Efflux of RNA from Resealed Nuclear Envelope Ghosts

mRNA translocation across the nuclear envelope and the appropriate signal-receptor interactions have been studied using resealed rat liver nuclear envelope ghosts (RNEG). We compared export kinetics of nonadenylated (tRNAs, histone-2 poly(A) − mRNA), and adenylated RNAs (poly(A) + tRNAs, synthetic histone-2 poly(A)+mRNA, albumin mRNA, β-globin poly(A) +mRNA and a total poly(A) + mRNA extract from rat liver cells). ATP-dependent export of mRNAs and of total poly(A) (+) RNA was prevented by inhibitors of a nuclear envelope NTPase. All adenylated RNA species competed with each other for export, but nonadenylated RNAs did not.

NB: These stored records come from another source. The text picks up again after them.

PR #845, opened 2023-12-19
create: allow creating of exercise

ErikSchierboom:
- Setup basic structure
- initial work to update track config
- Create exercise

Refs: https://github.com/exercism/configlet/issues/675

PR #850, opened 2024-01-11
sync: only fetch prob-specs repo once

ErikSchierboom:


ee7:
Can we close this PR iin favor of #845? I think I'd prefer just to include it in that one - it's not logically separate, right?

ErikSchierboom:
> it's not logically separate, right?

Well, depends on your viewpoint. But I'm fine with closing it here.

ee7:
I think it's something that could be a separate commit, I'd just prefer that it not be a separate commit directly on the main branch. Rationale: theoretically, if we wanted to revert the commit that adds the `create` functionality, maybe we should revert this change too (because it only exists to prepare for the upcoming implementation of `create`).

If you want to have it as a separate commit in the history on `main`, I'd argue that it should be a separate commit in a branch for `create` that's merged via merge commit. But I wouldn't bother.

PR #852, opened 2024-01-16
refactor: use `QuitSuccess` and `QuitFailure` in `quit` calls

ErikSchierboom:


ee7 (approved):
LGTM, but I haven't checked that this is all of them.

nit: I'd probably omit the parens here. The often-preceding `echo` and `writeLine` calls do that too.

ErikSchierboom:
I've updated

PR #510, opened 2021-05-31
Survey boolean on calculator

emmabckstrm:


emmabckstrm:
[Possibility to add multiple answers to the same question "add all the different server types and their server"](https://trello.com/c/C7DNrvYu/615-possibility-to-add-multiple-answers-to-the-same-question-add-all-the-different-server-types-and-their-server)

PR #517, opened 2021-06-11
Introduce new price for new subscribers

stefanlindbohm:
Step one will be introducing the new plans and using those for new subscriptions. WIP.

## Todo (this PR)

- [x] Fix tests.
- [x] Confirm prices (and actually change USD & CAD)
- [x] Review consequences of these changes for any undefined or unwanted behavior.

## Upcoming steps (later PR's)

- Add views for current subscribers to choose what plan they want to continue on (#518)
- Send email informing about price changes
- Add & run batch job to migrate old plans to new, taking choices made into account.
- Cleanup old plans & related code.


app/models/subscriptions/subscription_month.rb
```diff
@@ -0,0 +1,32 @@
...
+    validates_presence_of :start_at, :co2e
+    validates :payment_type, inclusion: { in: %w[CardCharge Subscriptions::ReferralCode] }
+
+    def self.create_from_stripe_invoice_line!(stripe_invoice_line, charge)
+      create!(
+        price: stripe_invoice_line.amount,
+        currency: stripe_invoice_line.currency,
+        start_at: Time.at(stripe_invoice_line.period.start),
+        co2e:
+          if (co2e = stripe_invoice_line.price.metadata['co2e']).present?
```
stefanlindbohm, line 20: switch to `if product = 2021`

app/models/greenhouse_gases.rb
```diff
@@ -4,6 +4,16 @@ class GreenhouseGases
...
 
   CONSUMER_PRICE_PER_TONNE = {
+    Currency::AUD => Money.new(9_50, :aud),
+    Currency::CAD => Money.new(6_15, :cad),
+    Currency::DKK => Money.new(44_00, :dkk),
+    Currency::EUR => Money.new(6_00, :eur),
+    Currency::GBP => Money.new(5_00, :gbp),
+    Currency::SEK => Money.new(60_00, :sek),
+    Currency::USD => Money.new(4_70, :usd)
+  }.freeze
```
stefanlindbohm, line 14: verify before deploy

app/models/stripe_extensions/plan.rb
```diff
@@ -2,40 +2,6 @@
...
-      end
-
-      def product_name(monthly_amount)
-        "Climate Offset #{monthly_amount.amount} #{monthly_amount.currency.iso_code} Monthly"
-      end
-    end
-
     def monthly_amount
       Money.new(amount, Currency.from_iso_code(currency))
     end
```
stefanlindbohm, line 7: is this used now? maybe remove

app/models/subscriptions/subscription_month.rb
stefanlindbohm: Actually, I'll just add a comment to clarify this. So we don't need to change the code next time we change prices :).

app/models/stripe_extensions/plan.rb
stefanlindbohm: Removed this

app/models/greenhouse_gases.rb
stefanlindbohm: now updated with final numbers

stefanlindbohm:
@emmabckstrm @kallenilver Feeling as this should be done now. I've created the `offsetting_subscription_2021` in Stripe production, so should be good to deploy! Merge at will :).

PR #521, opened 2021-06-21
Dont require checkbox to signup

emmabckstrm:


emmabckstrm:
[Update sign up page: Remove check box to an info text below sign up button and not have button be disabled](https://trello.com/c/UGhxcO1i/637-update-sign-up-page-remove-check-box-to-an-info-text-below-sign-up-button-and-not-have-button-be-disabled)

PR #526, opened 2021-07-02
Make reset password token expired error more human

emmabckstrm:


emmabckstrm:
[Make the error message "Reset password token is invalid" more clear to the user](https://trello.com/c/22jD5bV2/604-make-the-error-message-reset-password-token-is-invalid-more-clear-to-the-user)

PR #536, opened 2021-07-14
Using TailwindCSS in admin

emmabckstrm:
Updating the styling of admin view to use TailwindCSS instead of legacy css Bootstrap. All views are updated.

As we no longer have separate CSS `admin` vs `main`, I moved the CSS files to `shared` folder


emmabckstrm:
[Add TailwindCSS to admin](https://trello.com/c/7aielkkl/651-add-tailwindcss-to-admin)

PR #541, opened 2021-08-09
Catch-all review from things I missed

stefanlindbohm:
Swooping in way late with reviews on a few things from the spring. Posting this here with simple notes and no working changes just to see what you agree with & not. I'm happy to work on the actual changes in separate PR's on things we agree on!


app/controllers/admin/dashboard_controller.rb
```diff
@@ -13,6 +13,19 @@ def index
...
+    #    isolated thing. (But of course ideally not something we should have to
+    #    do. A background job would be reasonable.)
+    #  - The logic itself is what I would consider domain logic and should live
+    #    in app/models.
+    #  - Something about refreshing a token and not getting an updated one felt
+    #    weird to me, and looking at the documentation quickly too, I'm pretty
+    #    sure that for the refresh to serve any purpose, we would need to switch
+    #    to using the token returned by the refresh_access_token call. The point
+    #    should be to rotate access tokens in case someone gets their hands on
+    #    one.
```
emmabckstrm, line 28: I agree on your first two points. I threw in this button very quickly as it needed to be done and we didn't have background jobs. I think I didn't put it in its own controller/model was because I felt it was temporary.

Regarding the documentation it says "Refreshing a long-lived token makes it valid for 60 days *again*." from https://developers.facebook.com/docs/instagram-basic-display-api/guides/long-lived-access-tokens 

doesn't that sound as though it will be the same token? However when doing the refresh curl I do get another one back. I guess we'll see on Aug 21, when the original would go out (ish I think I put a couple of days beforehand to have some slack in case the date would be on a weekend)

emmabckstrm (commented):
I put some answers into comments, ugh, I get stressed just by looking at this code -> meaning I was probably more stressed than I thought before vacay

app/controllers/lifestyle_footprints_controller.rb
```diff
@@ -42,6 +42,9 @@ def destroy
     redirect_to dashboard_path
   end
 
+  # REVIEW_NOTE: This doesn't seem to me that it needs to be a custom method.
+  # Could just be standard `update`, no? (And params would be
+  # `footprint_update_params` or similar.
```
emmabckstrm, line 47: makes sense. i guess i had some reasons for doing it like this, i think it was something about making it clear that you only update the name and nothing other, but 🤷‍♀️

PR #542, opened 2021-08-12
Remove instagram feed from startpage

emmabckstrm:
Due to the this feature not properly working (since the release before vacation) I'm removing.


stefanlindbohm:
🧹 👌

PR #547, opened 2021-08-25
Admin content menu handles multiple actions

emmabckstrm:


emmabckstrm:
[handle many actions in admin header](https://trello.com/c/5AIzF3Ka/668-handle-many-actions-in-admin-header)

PR #549, opened 2021-08-27
Admin user actions

emmabckstrm:


app/controllers/admin/users_controller.rb
```diff
@@ -2,40 +2,65 @@
...
-        if params[:search_query].length >= min_chars_in_search_query
+        if params[:search_query].length >= MIN_CHARS_IN_SEARCH_QUERY
           @users = User.search_email(params[:search_query], @max_entries)
         else
-          redirect_to admin_users_path, notice: "Please search with at least #{min_chars_in_search_query} characters"
+          redirect_to admin_users_path, notice: "Please search with at least #{MIN_CHARS_IN_SEARCH_QUERY} characters"
         end
       else
         @users = []
       end
```
stefanlindbohm, line 19: I'd like to suggest a refactoring of this to avoid the pyramids:

```ruby
      if params[:search_query].present? && params[:search_query].length < MIN_CHARS_IN_SEARCH_QUERY
        redirect_to admin_users_path, notice: "Please search with at least #{MIN_CHARS_IN_SEARCH_QUERY} characters"
        return
      end

      @users = users_from_search(params[:search_query], @max_entries)

...

    def users_from_search(query, max_entries)
      return [] if query.blank?
      
      User.search_email(query, max_entries)
    end
```

app/controllers/admin/users_controller.rb
```diff
@@ -2,40 +2,65 @@
...
     end
 
+    def cancel_subscription
+      subscription_manager = Subscriptions::StripeSubscriptionManager.new(@user)
+
+      notice = if @user.active_subscription? && subscription_manager.cancel
+                 'Subscription successfully cancelled'
+               else
+                 'Oups! Something went wrong!'
```
stefanlindbohm, line 40: What went wrong is available on `subscription_manager.errors`. Would be nice to include that in the message

app/controllers/admin/users_controller.rb
```diff
@@ -2,40 +2,65 @@
...
+               end
+
+      redirect_to admin_user_path(@user.id), notice: notice
+    end
+
+    def destroy
+      notice = if @user.deactivate
```
stefanlindbohm, line 47: We would need tests to verify that this actually returns false in cases where things go wrong. It seems right now that the only path that this would return false is when updating of the attributes on `User` somehow fails (but we're not verifying that the cancellation of the subscription actually happens for example). Another option is to make the method always crash if errors are encountered and rename it to `deactivate!`. Either way should have tests as this could otherwise lead to some hard to debug failure modes.

app/models/user.rb
```diff
@@ -137,6 +143,30 @@ def three_months_since_last_card_charge?
     last_card_charge.created_at < (Date.today - 3.months)
   end
 
+  def deactivate
```
stefanlindbohm, line 146: I think we should verify here that a second run of this method doesn't actually do anything. Right now running this twice on the same user would create a recursive email, right? :)

stefanlindbohm (commented):
I like the general solution! Some changes in details and tests to verify that the right things happen would be good though :).

app/views/admin/users/index.html.erb
```diff
@@ -1,52 +1,54 @@
-<%= render 'admin/shared/notice_banner' %>
+<div class="space-y-3">
```
emmabckstrm, line 1: This whole file looks crazy, but I basically just added the parent `<div>` here to have proper spacing

emmabckstrm:
@stefanlindbohm great review! I think I made it work now - at least I learnt a lot about error handling! :D

app/models/user.rb
```diff
@@ -138,9 +146,55 @@ def three_months_since_last_card_charge?
...
 
   def subscription_end_at_from_stripe(stripe_subscription)
     Time.at(stripe_subscription.ended_at) if stripe_subscription.ended_at.present?
   end
+
+  def handle_errors_and_return_status
+    yield
+
+    true
+  rescue Stripe::CardError, Stripe::InvalidRequestError => e
```
stefanlindbohm, line 191: `CardError` shouldn't happen here so we shouldn't catch it. It could happen within `SubscriptionManager.cancel` but that's already handled in there :).

stefanlindbohm (approved):
Very very nice work 👏

PR #550, opened 2021-09-01
Email validation when signing up

emmabckstrm:
I have tested the regex as follows:
Screenshot 2021-09-01 at 14 11 37

The reason for updating the formatting of the auto error messages from Activerecord is that it by default show the field that's causing the error (see image below). I removed the "Email" prefix

Screenshot 2021-09-01 at 12 43 26


emmabckstrm:
[Email validation when signing up](https://trello.com/c/FrAPumnk/684-email-validation-when-signing-up)

nanditagoclimate (approved):
Looks good. 🎉

PR #704, opened 2022-08-05
add button for starting subscription beneath footprint calc result

axelsson:
Added text + button to make users take action when they view their dashboard or complete a new calculation and do not already have a subscription. I also modified the text in the "update payment" view since it's really not an update if you haven't got a subscription already.

I improvised on both design and text so please give me feedback if you have a better idea :)


axelsson:
[Add explanation for subscription and a button for actually doing it when finishing a footprint calculation if you're already logged in without a subscription](https://trello.com/c/Zu32Vh0G/844-add-explanation-for-subscription-and-a-button-for-actually-doing-it-when-finishing-a-footprint-calculation-if-youre-already-logg)

config/locales/views/dashboard.en.yml
```diff
@@ -5,7 +5,9 @@ en:
         subscription_coverage: Your current monthly contribution is %{subscription_price} which corresponds to %{footprint_coverage}% of your yearly carbon footprint.
         previous_footprints: See previous footprints
         update_subscription: Update subscription
-        subscribe: Balance your footprint
+        help_financing: Help financing climate projects
```
kallenilver, line 8: "Help finance climate projects" sounds better in my ear?

kallenilver (approved):
Yey!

This indicates the existence of different translocation mechanisms for different RNA species with their appropriate nuclear envelope associated RNA receptors involved in export. The attachment of a poly(A) 250 sequence at the 3′-end of tRNA or histone messenger masks the intrinsic RNA export signal of nonadenylated RNAs and results in efflux comparable to that of β-globin poly(A) + mRNA. The attachment on oligo(A) 5 does not have any comparable effect of nonadenylated RNA translocation. Export of all polyadenylated RNAs from RNEGs is blocked by a monoclonal antibody, which is directed against an intranuclear envelope poly(A) binding protein. The results suggest that the pore complexes do not select RNAs for export to the cytoplasm and are therefore not responsible for nuclear restriction of mRNA precursors.